For most teams we work with, the Agents Toolkit in VS Code is the faster path. It handles the manifest generation, project scaffolding, and testing workflow. Kiota is useful when you want to automate plugin generation as part of a CI/CD pipeline.
Adaptive Cards for Better Responses
By default, Copilot generates conversational text responses from your API data. But you can provide Adaptive Card templates that display data in a structured, visual format. This matters more than you'd think for business users.
A budget query that returns "The Melbourne office renovation budget has $5,000 remaining" is fine. But an Adaptive Card that shows the budget name, remaining funds, recent transactions, and a progress bar? That's the kind of response that makes people actually use the tool daily.
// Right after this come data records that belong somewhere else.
PR #2528, opened 2022-07-07
Add NNLM support to CTC Decoder

carolineechen:
Expose flashlight's LM and LMState classes to support decoding with custom language models, including NN LMs.

The `ctc_decoder` API is as follows
- To decode with KenLM, pass in KenLM language model path to `lm` variable
- To decode with custom LM, create Python class with `CTCDecoderLM` subclass, and pass in the class to `lm` variable. Additionally create a file of LM words listed in order of the LM index, with a word per line, and pass in the file to `lm_path`.
- To decode without a language model, set `lm` to `None` (default)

Building Adaptive Cards adds development time, but the user experience improvement is significant for data-heavy use cases.
Authentication Patterns
Plugin authentication supports account keys, SAS tokens, service principals, and system-assigned managed identities. For most enterprise deployments, service principals with Azure AD are the way to go - they integrate cleanly with existing identity management.
The token store handles refresh flows automatically, which is one less thing to worry about. Users only need to authenticate once, and subsequent calls reuse the stored credentials.
One gotcha we've seen - if your API uses a less common authentication method, you might need to implement a custom auth flow. The standard patterns cover maybe 90% of cases, but that remaining 10% can burn a surprising amount of time.
What We'd Suggest for Getting Started
If you're already running Microsoft 365 Copilot, building a plugin should be near the top of your priority list. The gap between generic Copilot and Copilot-with-your-business-data is massive.
Start with a single read-only use case. Pick the system your team queries most often - your CRM, your project management tool, your internal knowledge base. Build a plugin that lets Copilot answer questions from that system. Deploy it to a small pilot group and see what happens.
Once people experience asking Copilot a business question and getting a real answer in seconds, they'll start asking for more. That's when you expand - add write operations, connect more systems, build custom Adaptive Cards.
For organisations looking at Copilot Studio consulting or broader AI integration services, extending Copilot with plugins is often the highest-ROI starting point. It builds on a platform your team already uses, it doesn't require new software rollouts, and the time-to-value is measured in weeks rather than months.
If you want help scoping what a Copilot plugin could look like for your specific systems, our Microsoft AI consulting team has been through this process with a range of Australian enterprises. We can usually give you a realistic assessment in a single workshop - what's feasible, what's hard, and what the expected payoff looks like.
The official plugin documentation is solid technical reference material. Between that and what I've covered here about the practical side, you'll have a good foundation for deciding whether this is worth your team's time. (Spoiler - it almost certainly is.)